PDF(Pubmed)
Abstract:
Reversible scavenging, the oceanographic process by which dissolved metals exchange onto and off sinking particles and are thereby transported to deeper depths, has been well established for the metal thorium for decades. Reversible scavenging both deepens the elemental distribution of adsorptive elements and shortens their oceanic residence times in the ocean compared to nonadsorptive metals, and scavenging ultimately removes elements from the ocean via sedimentation. Thus, it is important to understand which metals undergo reversible scavenging and under what conditions.
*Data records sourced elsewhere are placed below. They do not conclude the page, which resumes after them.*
PR #1663, opened 2024-03-06
updated go version to 1.21.8

VedRatan:
**Purpose of PR?**:
~~This PR updates go version to latest one 1.22 including the CI.~~
Attempted to update to go 1.22 but snyk doesn't support it apparently. Will stick with go1.21.8 for now which has all the needed vuln. fixes backported.

Fixes #

**Checklist:**
- [ ] Commit has unit tests

### DIFF
--- a/.github/workflows/ci-systemd-release.yml
+++ b/.github/workflows/ci-systemd-release.yml
@@ -17,9 +17,9 @@ jobs:
         with:
           submodules: true
 
-      - uses: actions/setup-go@v3
+      - uses: actions/setup-go@v5
         with:
-          go-version: "v1.21"
+          go-version-file: 'KubeArmor/go.mod'
 
       - name: Install the latest LLVM toolchain
         run: ./.github/workflows/install-llvm.sh
--- a/pkg/KubeArmorController/go.mod
+++ b/pkg/KubeArmorController/go.mod
@@ -2,10 +2,12 @@ module github.com/kubearmor/KubeArmor/pkg/KubeArmorController
 
 go 1.21
 
+toolchain go1.21.8
+
 require (
 	github.com/go-logr/logr v1.4.1
 	github.com/onsi/ginkgo/v2 v2.13.0
-	github.com/onsi/gomega v1.29.0
+	github.com/onsi/gomega v1.30.0
 	k8s.io/api v0.29.0
 	k8s.io/apiextensions-apiserver v0.29.0
 	k8s.io/apimachinery v0.29.0
@@ -57,7 +59,7 @@ require (
 	golang.org/x/term v0.16.0 // indirect
 	golang.org/x/text v0.14.0 // indirect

Recently, reversible scavenging has been invoked in global biogeochemical models of a range of metals including lead, iron, copper, and zinc to fit modeled data to observations of oceanic dissolved metal distributions. Nonetheless, the effects of reversible scavenging remain difficult to visualize in ocean sections of dissolved metals and to distinguish from other processes such as biological regeneration. Here, we show that particle-rich \"veils\" descending from high-productivity zones in the equatorial and North Pacific provide idealized illustrations of reversible scavenging of dissolved lead (Pb). A meridional section of dissolved Pb isotope ratios across the central Pacific shows that where particle concentrations are sufficiently high, such as within particle veils, vertical transport of anthropogenic surface-dissolved Pb isotope ratios toward the deep ocean is manifested as columnar isotope anomalies. Modeling of this effect shows that reversible scavenging within particle-rich waters allows anthropogenic Pb isotope ratios from the surface to penetrate ancient deep waters on timescales sufficiently rapid to overcome horizontal mixing of deep water Pb isotope ratios along abyssal isopycnals.
摘要:
可逆清除,溶解的金属交换到下沉的颗粒上和下的海洋过程,从而被输送到更深的深度,金属钍已经确立了几十年。与非吸附金属相比,可逆清除既加深了吸附元素的元素分布,又缩短了它们在海洋中的海洋停留时间,清除最终通过沉积从海洋中去除元素。因此,重要的是要了解哪些金属经历可逆清除和在什么条件下。最近,可逆清除已在包括铅在内的一系列金属的全球生物地球化学模型中被调用,铁,铜,和锌来拟合建模数据以观测海洋溶解金属分布。尽管如此,可逆清除的影响仍然难以在溶解金属的海洋部分中可视化,也难以与生物再生等其他过程区分开来。这里,我们表明,从赤道和北太平洋的高生产力区下降的富含颗粒的“面纱”提供了可逆清除溶解铅(Pb)的理想化例证。整个太平洋中部溶解的Pb同位素比率的子午线部分表明,在粒子浓度足够高的地方,例如在粒子面纱内,人为表面溶解的Pb同位素比率向深海的垂直传输表现为柱状同位素异常。对这种效应的建模表明,在富含颗粒的水中进行可逆清除可以使地表的人为Pb同位素比在足够快的时间尺度上渗透到古代深水中,以克服深水Pb同位素比沿深海等值线的水平混合。